Collected data entries
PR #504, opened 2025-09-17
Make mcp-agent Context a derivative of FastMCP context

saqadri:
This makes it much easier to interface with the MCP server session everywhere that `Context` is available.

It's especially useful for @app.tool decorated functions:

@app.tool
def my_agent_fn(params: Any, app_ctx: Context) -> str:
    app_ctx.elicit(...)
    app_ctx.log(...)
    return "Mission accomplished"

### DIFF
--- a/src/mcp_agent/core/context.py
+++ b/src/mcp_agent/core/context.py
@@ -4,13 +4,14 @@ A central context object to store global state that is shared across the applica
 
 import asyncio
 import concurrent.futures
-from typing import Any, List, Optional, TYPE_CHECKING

* * *

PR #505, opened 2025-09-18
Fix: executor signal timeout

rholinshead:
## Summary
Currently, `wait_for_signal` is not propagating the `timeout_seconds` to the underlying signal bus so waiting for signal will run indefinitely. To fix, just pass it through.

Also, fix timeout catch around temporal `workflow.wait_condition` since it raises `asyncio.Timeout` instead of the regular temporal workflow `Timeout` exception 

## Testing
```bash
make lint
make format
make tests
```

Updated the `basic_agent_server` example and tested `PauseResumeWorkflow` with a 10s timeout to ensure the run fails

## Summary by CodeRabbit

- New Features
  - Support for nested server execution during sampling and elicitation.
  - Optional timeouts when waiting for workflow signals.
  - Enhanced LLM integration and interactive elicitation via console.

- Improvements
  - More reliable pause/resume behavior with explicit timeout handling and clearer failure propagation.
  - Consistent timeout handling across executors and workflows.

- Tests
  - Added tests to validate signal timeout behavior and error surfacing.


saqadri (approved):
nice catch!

## Work task:
Return the span of lines in the data above that opens at the line with "app_ctx.log(...)" and closes at the line with "-from typing import", exactly, ends included, nothing else.

## Completed task:
    app_ctx.log(...)
    return "Mission accomplished"

### DIFF
--- a/src/mcp_agent/core/context.py
+++ b/src/mcp_agent/core/context.py
@@ -4,13 +4,14 @@ A central context object to store global state that is shared across the applica
 
 import asyncio
 import concurrent.futures
-from typing import Any, List, Optional, TYPE_CHECKING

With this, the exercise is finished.